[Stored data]
┄┄┄┄┄┄

Issue #80, opened 2017-10-18
add Button for Number of Votes 


phash:
Delegates Screen, right hand under "Acc #0 ..." dropdown
Add a Button for adding the maximum amount of available votes to vote or unvote.

PR #96, opened 2017-10-19
Add buttons for setting the max possible amount of votes (Issue: #80)

phash:
Added a button for setting the max possible amount of votes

┄┄┄┄┄┄

__ASSIGNMENT__. Without altering a single word, set down all the entries again.

__COMPLETED TASK__.
Issue #80, opened 2017-10-18
add Button for Number of Votes 


phash:
Delegates Screen, right hand under "Acc #0 ..." dropdown
Add a Button for adding the maximum amount of available votes to vote or unvote.

PR #96, opened 2017-10-19
Add buttons for setting the max possible amount of votes (Issue: #80)

phash:
Added a button for setting the max possible amount of votes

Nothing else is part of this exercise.